Looking at two different dimensions in which HCI researchers could conduct evaluations, one dimension is whether the system is under the control of the researcher or not. Typically, computing scientists build systems and want them evaluated for effectiveness. The other dimension is whether the study is conducted in the laboratory or in the wild. These two dimensions interact to form four different ways of conducting evaluations:

  1. Building a system, and studying it in the laboratory. This is the most traditional approach in HCI research and the one that is typically favored by CHI conference paper reviewers. The problem with this approach is that it is (1) extremely time-consuming, and (2) experiments are not always ecologically valid. As mentioned before, it is extremely difficult, if not impossible, to design experiments for many social and mobile applications that are ecologically valid in the laboratory.

  2. Not building a system (but adopt one), and still study it in the laboratory. For example, this is possible by taking existing systems, such as Microsoft Word and iWorks Pages and comparing the features of these two systems.

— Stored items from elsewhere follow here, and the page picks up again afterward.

PR #127, opened 2020-04-20
[Draft] Add new Error Translator filter

nareddyt:
Notes:
- Implementation as discussed in the design doc.
- This PR only adds the code and config for the filter. None of this code will be built into the main envoy binary or enabled by Config Manager yet.

Still a work in progress, not ready for review.

### DIFF
--- a/src/envoy/http/error_translator/filter.cc
+++ b/src/envoy/http/error_translator/filter.cc
@@ -1,0 +1,89 @@
+// Copyright 2019 Google LLC
+//
+// Licensed under the Apache License, Version 2.0 (the "License");
+// you may not use this file except in compliance with the License.
+// You may obtain a copy of the License at
+//
+//     http://www.apache.org/licenses/LICENSE-2.0
+//
+// Unless required by applicable law or agreed to in writing, software
+// distributed under the License is distributed on an "AS IS" BASIS,
+// WITHOUT WARRANTIES OR CONDITIONS OF ANY KIND, either express or implied.
+// See the License for the specific language governing permissions and
+// limitations under the License.
+
+#include "src/envoy/http/error_translator/filter.h"
+
+#include <string>
+
+#include "common/http/headers.h"
+#include "external/envoy/include/envoy/stream_info/_virtual_includes/stream_info_interface/envoy/stream_info/stream_info.h"
+#include "src/envoy/utils/filter_state_utils.h"
+
+namespace espv2 {
+namespace envoy {
+namespace http_filters {
+namespace error_translator {
+
+using ::Envoy::Http::FilterHeadersStatus;
+
+Filter::Filter(FilterConfigSharedPtr config) : config_(config) {}
+
+// TODO(nareddyt): encodeHeaders or encodeData?
+// Probably need both for `handleEnvoyFilterError`
+FilterHeadersStatus Filter::encodeHeaders(Envoy::Http::ResponseHeaderMap&,
+                                          bool) {
+  if (utils::hasErrorFilterState(
+          *encoder_callbacks_->streamInfo().filterState())) {
+    // Enhanced handling of espv2 filter errors.
+    handleEspv2FilterError();
+    return FilterHeadersStatus::Continue;
+  }
+
+  if (encoder_callbacks_->streamInfo().responseCodeDetails() !=
+      Envoy::StreamInfo::ResponseCodeDetails::get().ViaUpstream) {
+    // Basic handling of non-espv2 upstream envoy filter errors.
+    handleEnvoyFilterError();
+    return FilterHeadersStatus::Continue;
+  }
+
+  // Normal reply, not an error.
+  return FilterHeadersStatus::Continue;
+}
+
+void Filter::handleEspv2FilterError() {
+  google::rpc::Status error = utils::getErrorFilterState(
+      *encoder_callbacks_->streamInfo().filterState());
+
+  if (config_->shouldScrubDebugDetails()) {
+    // This is a copy, will not affect the filter state.
+    error.clear_details();
+  }
+
+  // TODO(nareddyt): respond with JSON.
+}
+
+void Filter::handleEnvoyFilterError() {
+  /*
+   * TODO(nareddyt)
+   *
+   * - Read the envoy filter error text from:
+   * -> Body for HTTP/JSON response
+   * -> `grpc-message` header for gRPC response (maybe this can be ignored?)
+   *
+   * - Also need to get the status code from:
+   * -> HTTP status header for HTTP/JSON response
+   * -> `grpc-status` header for gRPC response (maybe this can be ignored?)
+   *
+   * - Create a basic google.rcp.Status from the message and code.
+   *
+   * - Set the google.rpc.Status in the filter state so access log can log it.
+   *
+   * - Respond with JSON.
+   */
+}
+
+}  // namespace error_translator
+}  // namespace http_filters
+}  // namespace envoy
+}  // namespace espv2
--- a/src/envoy/http/error_translator/filter.cc
+++ b/src/envoy/http/error_translator/filter.cc
@@ -53,15 +53,13 @@ FilterHeadersStatus Filter::encodeHeaders(
 
   if (Envoy::Grpc::Common::hasGrpcContentType(headers)) {
     is_grpc_response_ = true;
-  }
 
-  if (isEspv2FilterError() && is_grpc_response_) {
-    // gRPC error is already in filter state. No need to translate body, as it
-    // is not used for gRPC errors. Hence, nothing to do.
-    return FilterHeadersStatus::Continue;
-  }
+    if (isEspv2FilterError()) {
+      // gRPC error is already in filter state. No need to translate body, as it
+      // is not used for gRPC errors. Hence, nothing to do.
+      return FilterHeadersStatus::Continue;
+    }
 
-  if (is_grpc_response_) {
     // We keep the response body as is, but modify the filter state.
     // This will be used by the access log (SC Report).
     // This handles the trailers-only response by `sendLocalReply`.
--- a/src/envoy/http/error_translator/filter.cc
+++ b/src/envoy/http/error_translator/filter.cc
@@ -18,9 +18,12 @@
 
 #include "absl/types/optional.h"
 #include "common/buffer/buffer_impl.h"
+#include "common/common/assert.h"
+#include "common/grpc/common.h"
 #include "common/grpc/status.h"
 #include "common/http/headers.h"
 #include "src/envoy/utils/filter_state_utils.h"
+#include "src/google/protobuf/util/json_util.h"
 
 namespace espv2 {
 namespace envoy {
@@ -30,7 +33,16 @@ namespace error_translator {
 using ::Envoy::Http::FilterDataStatus;
 using ::Envoy::Http::FilterHeadersStatus;
 
-Filter::Filter(FilterConfigSharedPtr config) : config_(config) {}
+Filter::Filter(FilterConfigSharedPtr config) : config_(config) {
+  type_helper_ = std::make_unique<google::grpc::transcoding::TypeHelper>(
+      Envoy::Protobuf::util::NewTypeResolverForDescriptorPool(
+          Envoy::Grpc::Common::typeUrlPrefix(), &descriptor_pool_));
+
+  print_options_.add_whitespace = true;
+  print_options_.always_print_primitive_fields = true;
+  print_options_.always_print_enums_as_ints = false;
+  print_options_.preserve_proto_field_names = false;
+}
 
 FilterHeadersStatus Filter::encodeHeaders(
     Envoy::Http::ResponseHeaderMap& headers, bool) {
@@ -39,37 +51,13 @@ FilterHeadersStatus Filter::encodeHeaders(
     return FilterHeadersStatus::Continue;
   }
 
-  if (headers.ContentType() != nullptr &&
-      headers.ContentType()->value().getStringView() ==
-          Envoy::Http::Headers::get().ContentTypeValues.Grpc) {
+  if (Envoy::Grpc::Common::hasGrpcContentType(headers)) {
     is_grpc_response_ = true;
   }
 
   if (isEspv2FilterError() && is_grpc_response_) {
-    // Do not translate for gRPC, body does not matter.
-    // gRPC error is already in filter state as well, so nothing to do.
-    return FilterHeadersStatus::Continue;
-  }
-
-  if (isEspv2FilterError()) {
-    // We need to modify the response body, but keep filter state as is.
-    ENVOY_LOG(debug, "Translating HTTP espv2 error headers");
-
-    // Store a copy and scrub details if needed.
-    error_ = utils::getErrorFilterState(
-        *encoder_callbacks_->streamInfo().filterState());
-    if (config_->shouldScrubDebugDetails()) {
-      error_.clear_details();
-    }
-
-    // Translate to JSON.
-    error_json_ = errorToJson(error_);
-
-    // Update content headers.
-    headers.setContentLength(error_json_.size());
-    headers.setReferenceContentType(
-        Envoy::Http::Headers::get().ContentTypeValues.Json);
-
+    // gRPC error is already in filter state. No need to translate body, as it
+    // is not used for gRPC errors. Hence, nothing to do.
     return FilterHeadersStatus::Continue;
   }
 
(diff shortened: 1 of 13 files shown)


src/envoy/http/error_translator/filter.h
```diff
@@ -0,0 +1,50 @@
...
+namespace http_filters {
+namespace error_translator {
+
+class Filter : public Envoy::Http::PassThroughEncoderFilter,
+               public Envoy::Logger::Loggable<Envoy::Logger::Id::filter> {
+ public:
+  Filter(FilterConfigSharedPtr config);
+
+  // Envoy::Http::StreamDecoderFilter
+  Envoy::Http::FilterHeadersStatus encodeHeaders(
```
qiwzhang, line 36: I think we need encodeData()

src/envoy/http/error_translator/filter.cc
```diff
@@ -0,0 +1,89 @@
...
+namespace http_filters {
+namespace error_translator {
+
+using ::Envoy::Http::FilterHeadersStatus;
+
+Filter::Filter(FilterConfigSharedPtr config) : config_(config) {}
+
+// TODO(nareddyt): encodeHeaders or encodeData?
+// Probably need both for `handleEnvoyFilterError`
+FilterHeadersStatus Filter::encodeHeaders(Envoy::Http::ResponseHeaderMap&,
```
qiwzhang, line 34: This is tricky,  we need to study more envoy code here.  

In general,  in encodeHeader we should
if there is our rpcStatus, we should Stop, otherwise continue

in encodeData() or encodeTrailer() we should 
* generate our JSON body, and change headers content-type and content-length and continue

But not sure if this works for the data from "sendLocalReply",  it should

src/envoy/http/error_translator/filter.cc
```diff
@@ -0,0 +1,89 @@
...
+  }
+
+  // TODO(nareddyt): respond with JSON.
+}
+
+void Filter::handleEnvoyFilterError() {
+  /*
+   * TODO(nareddyt)
+   *
+   * - Read the envoy filter error text from:
```
qiwzhang, line 70: For handleEnvoyError, we need a reliable way to identify the data from"sendLocalRelay",  and
if content-type is "plain/text" since the default "sendLocalReply"  is using this type, then,

* read the body, and wrap it to JSON as
{ 
  code: http_status
  message:  the body
}

we could not use grpc-status and grpc-message since it is on the trailers.  It is not easy to modify the body data in encodeTrailer() call

src/envoy/http/error_translator/filter.cc
qiwzhang: We need to skip is_grpc:

Just read this [code](https://cs.corp.google.com/piper///depot/google3/third_party/envoy/src/source/common/http/utility.cc?rcl=307319856&g=0&l=435):

We should not write response body to grpc request.  

we can use content-type to detect grpc.

src/envoy/http/error_translator/filter.cc
qiwzhang: We can follow this envoy code:

https://github.com/envoyproxy/envoy/blob/master/source/extensions/filters/http/grpc_json_transcoder/json_transcoder_filter.cc#L732

src/envoy/http/error_translator/filter.cc
nareddyt: Done as described above.

src/envoy/http/error_translator/filter.h
nareddyt: Done

src/envoy/http/error_translator/filter.cc
nareddyt: Since the trailers-only response uses `encodeHeaders`, I decided to also add logic for this. I think it's important, otherwise SC Report will be difficult. With the new logic here, we can just do an SC report using all the details in the filter state.

Let me know if that makes it too complex, we can remove it.

src/envoy/http/error_translator/filter.cc
```diff
@@ -0,0 +1,211 @@
...
+FilterHeadersStatus Filter::encodeHeaders(
+    Envoy::Http::ResponseHeaderMap& headers, bool) {
+  if (isUpstreamResponse()) {
+    // Do not translate any response sent from the upstream.
+    return FilterHeadersStatus::Continue;
+  }
+
+  if (headers.ContentType() != nullptr &&
+      headers.ContentType()->value().getStringView() ==
+          Envoy::Http::Headers::get().ContentTypeValues.Grpc) {
```
qiwzhang, line 44: we can call this function

https://cs.corp.google.com/piper///depot/google3/third_party/envoy/src/source/common/grpc/common.cc?type=cs&rcl=307518108&g=0&l=28

src/envoy/http/error_translator/filter.cc
```diff
@@ -0,0 +1,211 @@
...
+    headers.setReferenceContentType(
+        Envoy::Http::Headers::get().ContentTypeValues.Json);
+
+    return FilterHeadersStatus::Continue;
+  }
+
+  if (is_grpc_response_) {
+    // We keep the response body as is, but modify the filter state.
+    // This will be used by the access log (SC Report).
+    // This handles the trailers-only response by `sendLocalReply`.
```
qiwzhang, line 79: Is this error from our ESPv2 filters,  if so,  we already have rpc.Status in the filterState.  Do we need to do this?

src/envoy/http/error_translator/filter.cc
```diff
@@ -0,0 +1,211 @@
...
+    // Do not translate body for gRPC. It is not used.
+    return FilterDataStatus::Continue;
+  }
+
+  if (isEspv2FilterError()) {
+    ENVOY_LOG(debug, "Translating HTTP espv2 error body");
+    GOOGLE_DCHECK(!error_.message().empty());
+    GOOGLE_DCHECK(!error_json_.empty());
+
+    if (!end_stream) {
```
qiwzhang, line 138: end_stream should be always true.  We can assert it.

src/envoy/http/error_translator/filter.cc
```diff
@@ -0,0 +1,211 @@
...
+  }
+
+  if (is_grpc_response_) {
+    // Do not translate body for gRPC. It is not used.
+    return FilterDataStatus::Continue;
+  }
+
+  if (isEspv2FilterError()) {
+    ENVOY_LOG(debug, "Translating HTTP espv2 error body");
+    GOOGLE_DCHECK(!error_.message().empty());
```
qiwzhang, line 135: Use envoy

RELEASE_ASSERT(X, DETAILS)

src/envoy/http/error_translator/filter.cc
```diff
@@ -0,0 +1,211 @@
...
+    if (!end_stream) {
+      // Keep buffering data until we have the full response.
+      // TODO(nareddyt): Is there a better way to discard the remaining data? We
+      // don't care about it.
+      return FilterDataStatus::StopIterationAndBuffer;
+    }
+
+    // Replace the body with the JSON error.
+    Envoy::Buffer::OwnedImpl json_body(error_json_);
+    body.move(json_body);
```
qiwzhang, line 147: is "move" the same as "swap"?  we need "swap" to override it.

src/envoy/http/error_translator/filter.cc
```diff
@@ -0,0 +1,211 @@
...
+  // Craft the error. Translate to canonical status codes.
+  const unsigned int http_code =
+      encoder_callbacks_->streamInfo().responseCode().value_or(500);
+  error_.set_code(Envoy::Grpc::Utility::httpToGrpcStatus(http_code));
+
+  const std::string body_string = body.toString();
+  error_.set_message(body_string);
+
+  // Set in the filter state for the access log (SC Report).
+  utils::setErrorFilterState(*encoder_callbacks_->streamInfo().filterState(),
```
qiwzhang, line 171: we can use the original rpc.Status in the filterState.   Why do we create a new one here?

src/envoy/http/error_translator/filter.cc
```diff
@@ -0,0 +1,211 @@
...
+
+  // Update content headers.
+  headers_->setContentLength(error_json_.size());
+  headers_->setReferenceContentType(
+      Envoy::Http::Headers::get().ContentTypeValues.Json);
+
+  // Replace the body with the JSON error.
+  Envoy::Buffer::OwnedImpl json_body(error_json_);
+  body.move(json_body);
+  return FilterDataStatus::Continue;
```
qiwzhang, line 185: If we can make this work (where encodeHeaders() return Stop, and encodeData() update response_headers and override response_body),  I like both cases to go this flow;   espv2_errors and non_espv2_errors.

Such, the code is simpler.

src/envoy/http/error_translator/filter.cc
qiwzhang: There is one case that we can write rpc.Status to our filterState:

non_espv2  && non_grpc:

the error message is in the response body,  we need to convert it from plain text to JSON,

In order to send this error message in the Report, we can write it to stateFilter too.

src/envoy/http/error_translator/filter.cc
nareddyt: Done

src/envoy/http/error_translator/filter.cc
nareddyt: Good point on it adding latency. Can we put it here for now and move it out in a different PR? Otherwise, I'm worried about the added complexity. Anyways, this code is not used yet.

Re comment #2 above, yup. I plan to keep this case writing the filter state, this is the end of `encodeData`.

src/envoy/http/error_translator/filter.cc
nareddyt: Done

src/envoy/http/error_translator/filter.cc
nareddyt: Done

src/envoy/http/error_translator/filter.cc
nareddyt: I assume it is like the move constructor, but it's not clear to me by looking at the interface. I do not see any way to swap or clear a buffer.

I will verify via unit tests.

src/envoy/http/error_translator/filter.cc
nareddyt: This is the non-espv2 && non-grpc case. There is no `google.rpc.Status` in the filter state, we create one based on the HTTP body in `encodeData()` here.

src/envoy/http/error_translator/filter.cc
nareddyt: Good point, it's a little easier to read now.

src/envoy/http/error_translator/filter.h
```diff
@@ -43,22 +46,24 @@ class Filter : public Envoy::Http::PassThroughEncoderFilter,
...
-  google::rpc::Status error_;
-
-  // Caches the error converted to JSON.
-  std::string error_json_;
-
   // Save the response headers so they can be modified in `encodeData`.
   Envoy::Http::ResponseHeaderMap* headers_;
+
+  // Required for resolving error details (protobuf.Any types).
+  Envoy::Protobuf::DescriptorPool descriptor_pool_;
```
qiwzhang, line 62: pool is just like a cache.  It make sense to store it in a global config so the cache can be shared. 
Here if we store it in filter, it could not be shared.

src/envoy/http/error_translator/filter.cc
```diff
@@ -30,7 +33,16 @@ namespace error_translator {
 using ::Envoy::Http::FilterDataStatus;
 using ::Envoy::Http::FilterHeadersStatus;
 
-Filter::Filter(FilterConfigSharedPtr config) : config_(config) {}
+Filter::Filter(FilterConfigSharedPtr config) : config_(config) {
+  type_helper_ = std::make_unique<google::grpc::transcoding::TypeHelper>(
+      Envoy::Protobuf::util::NewTypeResolverForDescriptorPool(
+          Envoy::Grpc::Common::typeUrlPrefix(), &descriptor_pool_));
+
+  print_options_.add_whitespace = true;
```
qiwzhang, line 41: print options can come from filter config?

src/envoy/http/error_translator/filter.cc
```diff
@@ -0,0 +1,194 @@
...
+
+Filter::Filter(FilterConfigSharedPtr config) : config_(config) {
+  type_helper_ = std::make_unique<google::grpc::transcoding::TypeHelper>(
+      Envoy::Protobuf::util::NewTypeResolverForDescriptorPool(
+          Envoy::Grpc::Common::typeUrlPrefix(), &descriptor_pool_));
+
+  print_options_.add_whitespace = true;
+  print_options_.always_print_primitive_fields = true;
+  print_options_.always_print_enums_as_ints = false;
+  print_options_.preserve_proto_field_names = false;
```
qiwzhang, line 44: above 3 fields can just use default.

src/envoy/http/error_translator/filter.cc
```diff
@@ -0,0 +1,194 @@
...
+    return FilterHeadersStatus::Continue;
+  }
+
+  if (Envoy::Grpc::Common::hasGrpcContentType(headers)) {
+    is_grpc_response_ = true;
+
+    if (isEspv2FilterError()) {
+      // gRPC error is already in filter state. No need to translate body, as it
+      // is not used for gRPC errors. Hence, nothing to do.
+      return FilterHeadersStatus::Continue;
```
qiwzhang, line 60: need to return StopIteration, otherwise it will be too late to modify response headers in encodeData()

Actually,  by reading envoy sendLocalReply() code,   if is_grpc,  it will not call encodeData() since it is trailer-only.

src/envoy/utils/filter_state_utils.cc
```diff
@@ -25,13 +27,20 @@ using ::Envoy::Router::StringAccessor;
 using ::Envoy::Router::StringAccessorImpl;
 using ::Envoy::StreamInfo::FilterState;
 
+// FilterState container needed to store the google.rpc.Status error proto.
+struct RpcStatusWrapper : public Envoy::StreamInfo::FilterState::Object {
+  google::rpc::Status status_;
+
+  Envoy::ProtobufTypes::MessagePtr serializeAsProto() const override {
```
qiwzhang, line 34: I don't think we need this. It is only used for access_log to write filerState

src/envoy/utils/filter_state_utils.cc
```diff
@@ -25,13 +27,20 @@ using ::Envoy::Router::StringAccessor;
 using ::Envoy::Router::StringAccessorImpl;
 using ::Envoy::StreamInfo::FilterState;
 
+// FilterState container needed to store the google.rpc.Status error proto.
+struct RpcStatusWrapper : public Envoy::StreamInfo::FilterState::Object {
+  google::rpc::Status status_;
```
qiwzhang, line 32: use class, and hike status_ in the private and create a copy constructor.

src/envoy/utils/filter_state_utils.cc
```diff
@@ -44,6 +53,24 @@ absl::string_view getStringFilterState(
...
+  state->status_ = status;
+  filter_state.setData(kErrorRpcStatus, std::move(state),
+                       Envoy::StreamInfo::FilterState::StateType::ReadOnly);
+}
+
+bool hasErrorFilterState(Envoy::StreamInfo::FilterState& filter_state) {
+  return filter_state.hasData<RpcStatusWrapper>(kErrorRpcStatus);
+}
+
+google::rpc::Status getErrorFilterState(
```
qiwzhang, line 68: not to make a copy in "get" function,   and return "const &"

if caller wants to make a copy,  it can copy it on its own.

src/envoy/utils/filter_state_utils.h
```diff
@@ -35,6 +38,14 @@ absl::string_view getStringFilterState(
     const Envoy::StreamInfo::FilterState& filter_state,
     absl::string_view data_name);
 
+void setErrorFilterState(Envoy::StreamInfo::FilterState& filter_state,
+                         const google::rpc::Status& status);
+
+bool hasErrorFilterState(Envoy::StreamInfo::FilterState& filter_state);
```
qiwzhang, line 44: we should be able to pass in const & since we are not modifying it.  same for the next function

src/envoy/utils/filter_state_utils.cc
nareddyt: Done

src/envoy/utils/filter_state_utils.cc
nareddyt: As discussed offline, no need (?)

src/envoy/utils/filter_state_utils.cc
nareddyt: Well we need to keep the object, so may as well keep this function in case a user configured the access log format. It doesn't add any complexity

  3. Adopting an existing system, and studying it in the wild. The advantage here is to study real applications that are being used in ecologically valid situations. The disadvantage is that findings are often not comparable, since factors are harder to isolate. On the other hand, the advantages are that real findings can be immediately applied to the live system. Impact of the research is real, since adoption issues are already removed. We have studied Wikipedia usage in detail using this method by releasing WikiDashboard.

  4. Building a system, releasing it, and studying it in the wild. A well-publicized use of this approach is Google's A/B testing approach . Apparently, according to Marissa Mayer at Google, A/B testing allowed them to finely tune the Search Engine Result Pages (SERPs). For example, how many search results should the page contain was studied carefully by varying the number between a great number of users. Because the subject pool is large, Google can say with some certainty which design is better on their running system. A major disadvantage of this approach is the effort and resource requirement it takes to study such systems. However, for economically interesting applications such as Web search engines, the tight integration between system and usage actually shorten the time to innovate between product versions.

Of these variations, (3) and (4) are what we consider to be 'Living Laboratory' studies. This was the reason why we released WikiDashboard into the wild. We will be releasing a new social search engine called MrTaggy in the near future. The idea is the same: to test some social search systems in the wild to see how they perform with real users.